Они были разные. Они были одинаковые.

Бывает и такое. Редко, но бывает…

Всех четверых звали Иннами. Все четверо встретились Борису Николаевичу в одно и то же время года — весной. У всех женщин были дети. И все эти дети были девочками восьми лет. Каково?

Четыре женщины! Четыре Инны! Четыре одинаковые истории!..

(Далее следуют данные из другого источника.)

PR #8881, opened 2022-07-17
Add User-Agent header to requests made by the update checker

triphora:
Currently the update checker sends requests with the default Java HTTP client `User-Agent` header - `Java-http-client/<Java version>`. This is rather unhelpful for a couple reasons, principally that it's so generic that it kind of goes against the purpose of a user agent.

This PR changes the user agent header to make it clear that it's a request being made by Forge.

Example: `MinecraftForge/1.19-41.0.99 Java/17.0.1`

### DIFF
--- a/fmlcore/src/main/java/net/minecraftforge/fml/VersionChecker.java
+++ b/fmlcore/src/main/java/net/minecraftforge/fml/VersionChecker.java
@@ -119,7 +119,7 @@ public class VersionChecker
              */
             private String openUrlString(URL url) throws IOException, URISyntaxException, InterruptedException {
                 URL currentUrl = url;
-                final String userAgent = String.format("MinecraftForge/%s Java/%s", FMLLoader.versionInfo().mcAndForgeVersion(), System.getProperty("java.version"));
+                final String userAgent = String.format("Java-http-client/%s MinecraftForge/%s", System.getProperty("java.version"), FMLLoader.versionInfo().mcAndForgeVersion());
                 for (int redirects = 0; redirects < MAX_HTTP_REDIRECTS; redirects++)
                 {
                     var request = HttpRequest.newBuilder()
--- a/fmlcore/src/main/java/net/minecraftforge/fml/VersionChecker.java
+++ b/fmlcore/src/main/java/net/minecraftforge/fml/VersionChecker.java
@@ -119,9 +119,9 @@ public class VersionChecker
              */
             private String openUrlString(URL url) throws IOException, URISyntaxException, InterruptedException {
                 URL currentUrl = url;
+                final String userAgent = String.format("MinecraftForge/%s Java/%s", FMLLoader.versionInfo().mcAndForgeVersion(), System.getProperty("java.version"));
                 for (int redirects = 0; redirects < MAX_HTTP_REDIRECTS; redirects++)
                 {
-                    final String userAgent = String.format("MinecraftForge/%s Java/%s", FMLLoader.versionInfo().mcAndForgeVersion(), System.getProperty("java.version"));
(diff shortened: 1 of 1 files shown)


PaintNinja:
I suggest moving the userAgent variable outside of the for loop - there’s no need to recalculate the string for each Mod.

PaintNinja:
Should the `Java/<java version>` in this PR be replaced with `Java-http-client/<Java version>` (or whatever the *exact* case-sensitive UA was before) to ensure compat with existing web servers that might expect the old UA?

LordRalex:
I would argue changing it anyways is breaking, and that it would need to start with the Java-http-client to avoid breaking compat. Moving it to the middle would mean it's not at the start, and so starts with checks (I'd suspect that's the most common method?) would then not work either.

But I'd also probably argue user agents always change, and anyone who's hardcoded a check probably should not be anyways. But that's my opinion.

PaintNinja:
As far as I'm aware it's usually a contains check rather than a starts with, but either way can be solved by changing the format to `Java-http-client/<Java version> MinecraftForge/<mc and forge version>`, assuming  `Java-http-client/<Java version>` was the exact case-sensitive format used before this PR.

triphora:
> assuming `Java-http-client/<Java version>` was the exact case-sensitive format used before this PR.

Yes, here is the JDK source for that: https://github.com/openjdk/jdk/blob/441c33f0b1e970c82d29a67162e6dceed0fbf44a/src/java.net.http/share/classes/jdk/internal/net/http/HttpRequestImpl.java#L69-L77

Will change it to `Java-http-client/<Java version> MinecraftForge/<mc and forge version>`.

LexManos:
This would actually be kinda useful to do server side statistics gathering.
However, is there any value in also including thee modid/version for the  specific thing being requested, so that mods can also do their own analysis?
So something like: `Java-http-client/<Java version> MinecraftForge/<mc and forge version> <ModId>/<ModVersion>`

fmlcore/src/main/java/net/minecraftforge/fml/VersionChecker.java
```diff
@@ -117,14 +117,22 @@ public void run()
             /**
              * Returns the response body as a String for the given URL while following redirects
              */
-            private String openUrlString(URL url) throws IOException, URISyntaxException, InterruptedException {
+            private String openUrlString(URL url, IModInfo mod) throws IOException, URISyntaxException, InterruptedException {
                 URL currentUrl = url;
+                final String userAgent = String.format(
```
LexManos: StringBuilder not Format

PaintNinja:
Please move the `userAgent.toString()` call outside of the for loop to avoid rebuilding the string on each redirect.

PaintNinja (approved):

sciwhiz12 (approved):

LordRalex:
As a note, Java 8 used `Java/<version>` as it's User-Agent, and changed it to Java-http-client in a later release (Java 10). As such, technically it was already a breaking change to the agent that would have never been noticed. I just now confirmed this by looking at my stats for a service which has the agents, and noticed this. I also confirmed it through more research.

PaintNinja:
We didn't use HTTP Client until MC 1.17.x, which required Java 16 to run (rather than Java 8 in MC 1.16). The switch from UrlHttpConnection to HttpClient was done during the breaking changes window of 1.17.1 (Forge version 37.0.123).

LexManos:
Just o be clear, this is not a exposed/supported API or behavior. This is not part of our 'breaking changes' rules.
This is just a potentially useful feature 3rd parties running web services.
I may/May not change in the future. We make no promises.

Мистика, скажете вы. Или бред воспаленного воображения. Ни то и ни другое. Это жизнь Бориса Николаевича. И если были у Всевышнего на него, на Бориса Николаевича, другие виды, то, конечно же, все случилось бы по-другому. Но замысел Божий — это замысел Божий! Что мы знаем о нем?..

И достался Борису Николаевичу такой фарт. Вернее — отсутствие оного. Хотите подробностей? Пожалуйста.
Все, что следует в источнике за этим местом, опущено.